*Your objective*. Nothing but the lines from the one containing "Issue #, if" through the end of the data below may appear in the response, each one exact.

*Data provided*.
PR #157, opened 2023-10-26
Fix flowlog crash

nnbu:
Issue #, if available: [#1931](https://github.com/aws-controllers-k8s/community/issues/1931)

Description of changes:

*Solved exercise*.
Issue #, if available: [#1931](https://github.com/aws-controllers-k8s/community/issues/1931)

Description of changes:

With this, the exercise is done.